There is some evidence that the status of your name or institution affects the conclusions of peer review:
There have been many studies of bias - with conflicting results - but the most famous was published in Behavioural and Brain Sciences [14]. The authors took 12 studies that came from prestigious institutions that had already been published in psychology journals. They retyped the papers, made minor changes to the titles, abstracts, and introductions but changed the authors’ names and institutions. They invented institutions with names like the Tri-Valley Center for Human Potential. The papers were then resubmitted to the journals that had first published them. In only three cases did the journals realise that they had already published the paper, and eight of the remaining nine were rejected - not because of lack of originality but because of poor quality. The authors concluded that this was evidence of bias against authors from less prestigious institutions.
The solution sometimes proposed is double-blind peer-review – where the referee does not know whose article he/she is reviewing – which is seen as a way of ensuring that famous names and well-known colleagues do not have an easier time getting published than others.
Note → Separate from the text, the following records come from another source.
PR #395, opened 2024-12-09
Changes behavior for simultaneous async preset and reset high.

G-K-404:
The changes in the code help better to moderate the state behavior during Race condition.

Fixes # When both async preset and reset are high, the state is set to previous state instead of toggling to high.

image
above is changes for dff, similar changes have been all made in codes of all flip flops.

## Summary by CodeRabbit

- **New Features**
	- Enhanced handling of asynchronous reset and preset conditions across various flip-flop classes (D, JK, SR, T).
	- Improved robustness against race conditions in state management.

- **Bug Fixes**
	- Refined logic for state updates to ensure correct behavior when both preset and reset are active.

- **Documentation**
	- Updated comments for clarity on the new behavior of flip-flops under specific conditions.

### DIFF
--- a/src/simulator/src/sequential/DflipFlop.js
+++ b/src/simulator/src/sequential/DflipFlop.js
@@ -61,8 +61,10 @@ export default class DflipFlop extends CircuitElement {
      * and input of the clock. We flip the bits to find qInvOutput
      */
     resolve() {
-        if (this.reset.value == 1) {
-            this.masterState = this.slaveState = this.preset.value || 0
+        if (this.reset.value == 1 && this.preset.value == 0) {
+            this.masterState = this.slaveState = 0;
+        } else if(this.preset.value == 1 && this.reset.value == 0){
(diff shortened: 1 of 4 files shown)


ThatDeparted2061 (commented):
The code here 
this.masterState = this.slaveState = this.preset.value || 0
gives precedence to preset over reset
In circuit designing it is avoided to have both reset(get system to 0) and preset(get system to 1) high but here to counter this the precedence is given to preset .
This is not like SR latch since the S R inputs in SR latch are a part of the steps for changing the output as per the input values but reset and preset are the master options to change the output to 0 or 1 irrespective of the input, so they dont have anything  to do with the previous state.
### The changes you have made do not answer to the condition when reset and preset both are high, and this can lead to an undefined state.
This undefined state is answered well by the previous code

ThatDeparted2061:
For the above mentioned reasons @G-K-404 kindly close the PR .

PR #452, opened 2018-08-17
Feature/287 edit at any time

todd-dembrey:


zerolab:
LGTM. I know this builds on #449, but in case this gets merged first, it is missing 69a3cd3, b9e6405 and 763a868

PR #477, opened 2018-08-31
Handle the files being imported into the application for historic data

todd-dembrey:


opentech/apply/funds/management/commands/migration_base.py
```diff
@@ -260,3 +283,17 @@ def get_workflow_state(self, node):
...
         return value.replace('\r\n', '<br>\n')
+
+    def process_file(self, value):
+        if isinstance(value, dict):
+            value = [value]
+
+        files = []
+
+        for file_data in value:
+            file_path = 'files/private/application_upload/' + file_data['filename']
```
frjo: Application uploads are in a number of different directories unfortunately. The code need to look in file_data['uri'] and parse it for path and filename.

opentech/apply/funds/management/commands/migration_base.py
```diff
@@ -260,3 +283,17 @@ def get_workflow_state(self, node):
...
+            saved_file = migration_storage.open(file_path)
+            saved_file.name = file_data['filename']
```
frjo: Drupal store the original file name in "filename" but the actual file can be renamed so not to overwrite files, Drupal adds "_0", "_1" etc. to the name. This also happens when you simply upload a new version with the same filename so there are a few of them.

todd-dembrey: We are doing the same in django. Fixed in 050f1de

opentech/apply/funds/management/commands/migration_base.py
todd-dembrey: Fixed in 050f1de

PR #506, opened 2018-09-04
Remove the username step from the social auth

todd-dembrey:
Our user model uses email and doesnt have an username field


zerolab:
LGTM.  Social Auth [returns early](https://github.com/python-social-auth/social-core/blob/1d809941ab8a99af9e1bdf12bae548202c94eaa2/social_core/pipeline/user.py#L10) for user models without a username, but all improvements are welcome.

todd-dembrey:
We weren't using those settings so wasn't aware of that. Seemed the most reasonable to remove it as we font have the username on the model

PR #507, opened 2018-09-04
Bugfix/allow presigned urls for private files

### LINKED ISSUE #504: 11 upload files show up on a newly submitted concept note to the IFFund even though no files were uploaded
See https://apply.opentech.fund/apply/submissions/15/, they weirdly all link back to the submission :-/

todd-dembrey:
Fixes the following three issues

* Allow presigned urls for custom domains
* Allow dynamic signing of urls on objects
* Render "No response" for multi file so that it doesn't display 11 file boxes... fixes #504


todd-dembrey:
This needs testing properly on the private files setup before going live.

opentech/storage_backends.py
```diff
@@ -24,4 +27,16 @@ class PrivateMediaStorage(S3Boto3Storage):
     encryption = True
     file_overwrite = False
     querystring_auth = True
-    url_protocol = 'https:'
+    secure_urls = True
```
frjo: This change give the same result but it looks like url_protocol is the current version of this setting.

https://github.com/jschneier/django-storages/blob/master/storages/backends/s3boto3.py#L251

todd-dembrey: OK, i guess i prefer the secure urls argument. But you are current, `url_protocol` is the correct one to use with boto3

PR #518, opened 2018-09-07
Disable auto_* on date fields so imported dates are used.

frjo:
Notices that all dates got set to NOW on import.


opentech/apply/funds/management/commands/migration_base.py
```diff
@@ -80,6 +80,11 @@ def process(self, id):
         except ApplicationSubmission.DoesNotExist:
             submission = ApplicationSubmission(drupal_id=node['nid'])
 
+        # Disable auto_* on date fields so imported dates are used.
+        for field in submission._meta.local_fields:
+            if field.name == "submit_time":
```
frjo: This field is not part of the ApplicationSubmission model in submissions.py. I find it only in 0005_applicationsubmission.py?

frjo:
There are no dates on the Review model? Using only the date from events?

opentech/apply/funds/management/commands/migration_base.py
todd-dembrey: Ably demonstrating why inheritance/mixins is a pain

It comes from AbstractFormSubmission: https://github.com/gasman/wagtail/blob/7034cd131774b8971ff3c7424999a28164480f29/wagtail/contrib/forms/models.py#L46

frjo:
Then I will add date fields for reviews, good to have there before migration and then we can figure out how to use them.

Daniel Lemire discusses a paper that found double-blind peer-review to actually hurts “outsiders” more than it leveled the playing field. Criticism also became harsher, and the quality increase was marginal at best.
Lemire concludes that transparency is better – interestingly, he makes the transparency argument against both the blinds in the double-blind: He seems to argue both that the author should be known to the referee, and that the referee and the review report should be known to the author:
But the best way to limit the biases is transparency, not more secrecy. Let the world know who rejected which paper and for what reasons.